Потом он рассказывал об этом бабушке:
– Бабуинька, я со стуа бух ковь потека и зубик потияй. Ты не пач…
Интересно, что, когда упрекали трехлетнего Севочку:
– Ну, что ж ты капризничаешь-то, маленький?
Он обычно отвечал:
– Как я капизничию? Не капизничию я. Хаоший я.
– Хороший, хороший, но, все же, веди себя прилично.
Но продолжу свою историю. Осенью 1959 года, поступив в училище, я попал в Кронштадт матросом на эсминец «Справедливый» для прохождения курсантской практики. И, первым делом, отыскал в Кронштадте библиотеку. Она находилась в полуразрушенном, но величественном Храме, в котором когда-то служил Иоанн Кронштадтский. Сейчас еще вижу я где-то внутри себя этот Храм в золоте опадающих по осени листьев, среди готовящихся к зиме загрустивших деревьев. И запах этих листьев, терпкий и пряный, у входа в Храм напоминал мне тогда запах старинных книг в толстых переплетах с их упругими листами, которые, казалось, сопротивлялись самому времени в своем неистовом желании жить.
И еще оставили сильное впечатление о себе громоздящиеся волны Балтики, разрываемые носом движущегося корабля. Их темные малахитовые оттенки и вибрирующий гудящий рык захватывали меня с головы до пят своей мощью и непредсказуемостью. К тому же, какое-то тайное чувство единения с ними переполняло сознание. И когда, стоя на вахте, я вглядывался в ночное небо, очищенное от туч, в таинственной глубине его мне чудились среди мерцающих звезд те же волны и тот же запах листьев, одиноко лежащих у порога Храма.

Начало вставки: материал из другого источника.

PR #2769, opened 2022-11-07
walredo process management: handle every error on the kill() and drop path

problame:
If we're not calling kill() before dropping the PostgresRedoProcess, we currently leak it.
That's most likely the root cause for #2761.
This patch
1. adds an error log message for that case and
2. adds error handling for all errors on the kill() path. If we're a `testing` build, we panic. Otherwise, we log an error and leak the process.

The error handling changes (2) are necessary to conclusively state that the root cause for #2761 is indeed (1). If we didn't have them, the root cause could be missing error handling instead.

To make the log messages useful, I've added tracing::instrument attributes that log the tenant_id and PID. That helps mapping back the PID of `defunct` processes to pageserver log messages. Note that a defunct process's `/proc/$PID/` directory isn't very useful. We have left little more than its PID.

Once we have validated the root cause, we'll find a fix, but that's still an ongoing discussion.

refs https://github.com/neondatabase/neon/issues/2761

### DIFF
--- a/pageserver/src/walredo.rs
+++ b/pageserver/src/walredo.rs
@@ -697,7 +697,7 @@ impl PostgresRedoProcess {
             ($file:ident) => {{
                 let res = set_nonblock($file.as_raw_fd());
                 if let Err(e) = &res {
-                    error!(error = %e, concat!("set_nonblock failed on ", stringify!($file)));
+                    error!(error = %e, file = stringify!($file), pid = child.id(), "set_nonblock failed");
                 }
                 res
             }};
--- a/pageserver/src/walredo.rs
+++ b/pageserver/src/walredo.rs
@@ -689,17 +689,22 @@ impl PostgresRedoProcess {
             datadir.display()
         );
 
-        // NB: don't return an Err() from here on without kill()ing and wait()ing
-        //     for the child. Once we return it inside the Ok(...), it's the callers
-        //     responsibility to call Self::kill().
-
         let stdin = child.stdin.take().unwrap();
         let stdout = child.stdout.take().unwrap();
         let stderr = child.stderr.take().unwrap();
 
-        set_nonblock(stdin.as_raw_fd()).unwrap();
-        set_nonblock(stdout.as_raw_fd()).unwrap();
-        set_nonblock(stderr.as_raw_fd()).unwrap();
+        macro_rules! set_nonblock_or_log_err {
+            ($file:ident) => {{
+                let res = set_nonblock($file.as_raw_fd());
+                if let Err(e) = &res {
+                    error!(error = %e, concat!("set_nonblock failed on ", stringify!($file)));
+                }
+                res
+            }};
+        }
+        set_nonblock_or_log_err!(stdin)?;
+        set_nonblock_or_log_err!(stdout)?;
+        set_nonblock_or_log_err!(stderr)?;
 
         Ok(PostgresRedoProcess {
             tenant_id,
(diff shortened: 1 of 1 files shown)


hlinnaka (approved):
Seems OK as a way to find the root cause, but in the long run we should not require the callers to always call `kill`

pageserver/src/walredo.rs
```diff
@@ -838,6 +894,14 @@ impl PostgresRedoProcess {
     }
 }
 
+impl Drop for PostgresRedoProcess {
+    fn drop(&mut self) {
+        if !self.called_kill {
+            error!(tenant_id=%self.tenant_id, pid = %self.child.id(), "dropping PostgresRedoProcess that wasn't killed, likely causing defunct postgres process");
+        }
```
koivunej, line 901: We could do the kill + try_wait.

koivunej (changes requested):

pageserver/src/walredo.rs
problame: We'll do the fix in a separate change, once we know this is the root cause.

pageserver/src/walredo.rs
```diff
@@ -681,30 +684,82 @@ impl PostgresRedoProcess {
...
+        self.called_kill = true;
+
+        // If false, we will panic upon errors in this function.
+        // If there are any wal-redo processes, they will be cleaned up like so:
+        // 1. Our write-side pipe FDs will be closed by kernel.
+        // 2. In response, walredo process will eventually hit SIGPIPE, either
+        //    when writing a result to stdout or reading a new command from stdin.
+        // 3. walredo process will exit and the supervisor process (systemd) will reap it.
+        let allow_leaks = cfg!(feature = "testing");
+
```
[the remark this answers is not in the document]
problame: We can think about this when we get to the actual fix.
Right now, I don't want to change the behavior except logging, so that we can confirm the root cause.

In general, I don't think it matters because we send a SIGKILL before .wait()ing. What tokio does is to avoid stupid mistakes like

```
process = spawn process with piped stdin
process.stdin.as_mut_ref().write(...)
# forget to close process.stdin
process.wait()
```

If the child process is a simple loop that reads stdin until EOF, this will cause the parent to wait forever.
Tokio papers over the error by closing stdin.

pageserver/src/walredo.rs
```diff
@@ -689,22 +693,59 @@ impl PostgresRedoProcess {
...
+                let res = set_nonblock($file.as_raw_fd());
+                if let Err(e) = &res {
+                    error!(error = %e, concat!("set_nonblock failed on ", stringify!($file)));
+                }
+                res
+            }};
+        }
+        set_nonblock_or_log_err!(stdin)?;
+        set_nonblock_or_log_err!(stdout)?;
+        set_nonblock_or_log_err!(stderr)?;
```
koivunej, line 707: no need to change on this PR but would much rather have the logging happen only at the site of handling the error.

one could do this instead for the same effect:

```suggestion
        macro_rules! set_nonblock_with_target {
            ($file:ident) => {{
                set_nonblock($file.as_raw_fd())
                  .context(concat!("set_nonblock failed on ", stringify!($file)))
            }};
        }
        }
        set_nonblock_with_target!(stdin)?;
        set_nonblock_with_target!(stdout)?;
        set_nonblock_with_target!(stderr)?;
```

But as we discussed, most of the comments root cause was the panic!=abort confusion. This could even just be left as it was.

pageserver/src/walredo.rs
koivunej: Recording some of the discussion we had; it's unlikely that if a kill was really needed the `try_wait` would "see" it right away, would have to have some sleep+try_wait loop, or just be able to wait for the pid non-blockingly like with tokio.

But yeah resolving this.

koivunej (approved):

pageserver/src/walredo.rs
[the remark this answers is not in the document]
koivunej: Ack, just recording that I thought it was SIGTERM instead but we checked it should be SIGKILL. Also, luckily we don't target windows where I've ran into this deadlock :)

pageserver/src/walredo.rs
problame: I generally agree, but then we lose the tracing span context, don't we?
I.e., 
```
 #[instrument(skip_all,fields(tenant_id=%tenant_id, pg_version=pg_version))]
```

That being said, I guess we should also be logging the PID. Will push another fixup.

koivunej: Oki, good point about the additional context. Maybe it is better here, in case we see that many defunct processes end up being created because of this handling...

После года службы на корабле у меня появилась заманчивая возможность (в связи с резким сокращением вооруженных сил в то время) перейти в любой ВУЗ Ленинграда, поскольку училище расформировывалось, а статус наших вступительных экзаменов по количеству и качеству превышал вузовский. Наш же химический факультет приказом министра обороны переводился в Азербайджан.

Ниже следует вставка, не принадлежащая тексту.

PR #2777, opened 2022-11-08
Add perf test instructions

bojanserafimov:
We should all know these things by now but IMO it's useful for onboarding.

Also should help people outside Neon, who might run a debug build and wonder why it's slow

Resolves https://github.com/neondatabase/neon/issues/2577

### DIFF
--- a/test_runner/performance/README.md
+++ b/test_runner/performance/README.md
@@ -1,3 +1,19 @@
+# Running locally
+
+First make a release build. The profiling flag is optional, used only for tests that
+generate flamge graphs. The `-s` flag just silences a lot of output, and makes it
+easier to see if you have compile errors without scrolling up.
+`BUILD_TYPE=release CARGO_BUILD_FLAGS="--features=testing,profiling" make -s -j8`
+
+Then run the tests
+`NEON_BIN=./target/release poetry run pytest test_runner/performance"`
+
+Some handy pytest flags for local development:
+- `-x` tells pytest to stop on first error
+- `-s` shows test output
+- `-k` selects a test to run
+- `--timeout=0` disables our default timeout of 300s (see `setup.cfg`)
+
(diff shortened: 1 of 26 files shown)


hlinnaka (approved):

test_runner/performance/README.md
```diff
@@ -1,3 +1,19 @@
+# Running locally
+
+First make a release build. The profiling flag is optional, used only for tests that
+generate flamge graphs. The `-s` flag just silences a lot of output, and makes it
+easier to see if you have compile errors without scrolling up.
+`BUILD_TYPE=release CARGO_BUILD_FLAGS="--features=testing,profiling" make -s -j8`
```
alexstanovoy, line 6: This doesn't work in my case. Even `cargo build --features profiling` with the following error:
https://pastebin.com/d1GWtSKx
Haven't investigated that, will try in the morning.

alexstanovoy (changes requested):

test_runner/performance/README.md
bojanserafimov: Looks like the libc crate exports different types on linux (`timer_t`) vs osx (`time_t`), and we use `timer_t` in pprof https://github.com/neondatabase/pprof-rs/blob/wallclock-profiling/src/timer.rs#L24

bojanserafimov: I added a note explaining this.

test_runner/performance/README.md
```diff
@@ -1,3 +1,22 @@
+# Running locally
+
+First make a release build. The profiling flag is optional, used only for tests that
+generate flamge graphs. The `-s` flag just silences a lot of output, and makes it
```
LizardWizzard, line 4: typo
```suggestion
generate flame graphs. The `-s` flag just silences a lot of output, and makes it
```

Но мог ли я теперь отказаться от ставшей привычной безбрежности неба, сливающегося с горизонтом мятущихся волн, ради города с сутолокой людей, машин и трамваев, когда дыхание глади морской и ее неслышимые ухом мелодии переполняли все мое существо.
И я уехал в Баку. Пять незабываемых курсантских лет (1960–1965) промелькнули как один день, как вагоны проносящегося мимо поезда. С замиранием сердца я погружался в густые южные запахи цветов, когда бродил с автоматом между спящими корпусами училища во время вахты, когда губами касался непроницаемо черной глубины влажного ночного неба, осязаемо и властно охватывающего собой Землю. Днем же я чувствовал нежность небесного покрывала, смягчающего жаркие потоки пребывающего в нем светила.

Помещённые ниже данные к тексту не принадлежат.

PR #2797, opened 2022-11-10
👀 what happens

kelvich:
Not intended for commit, just to run tests with logical wal level

### DIFF
--- a/control_plane/src/compute.rs
+++ b/control_plane/src/compute.rs
@@ -287,7 +287,7 @@ impl PostgresNode {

Подъемы и отбои, проверки и военные учения, различные кабинеты и лаборатории – все было в радость, все находило свое место и время, не мешая той внутренней сосредоточенности, которая, словно свернувшийся в клубок котенок, жила во мне и будто ждала своего часа, ждала той минуты, чтобы вдруг распрямиться и прыгнуть на показавшуюся из норки мышь. Учение давалось легко, что позволяло значительно расширить круг моих интересов.
В училище оказалась прекрасная библиотека, видимо потому, что был еще здесь артиллерийский факультет для иностранцев. И я зачитывался книгами Аристотеля и Беркли, Бекона и Гольбаха, Канта и Локка, Монтеня и Монтескье, Фейербаха и Юма. Но больше всего меня захватила своей мощью философия Гегеля. Я был поражен его энциклопедической осведомленностью во всех сферах человеческого познания и, особенно, тем логическим стержнем, на который он умело нанизывал его плоды, словно на шампур мясо для облитого шампанским шашлыка.
Так, в промежутках между физикой и химией, математикой и астрономией, кораблевождением и ядерными реакторами, эти книги открыли для меня переливающийся всеми цветами радуги мир западной философии, социологии и политики. И вместе с тем каждое лето я продолжал корабельные купания в лазурных и черных, тихих и буйных водах морей и океанов. «Мертвый штиль» Средиземного моря и шторм Бискайского залива – до сих пор отражают во мне рай тишины и гул преисподней.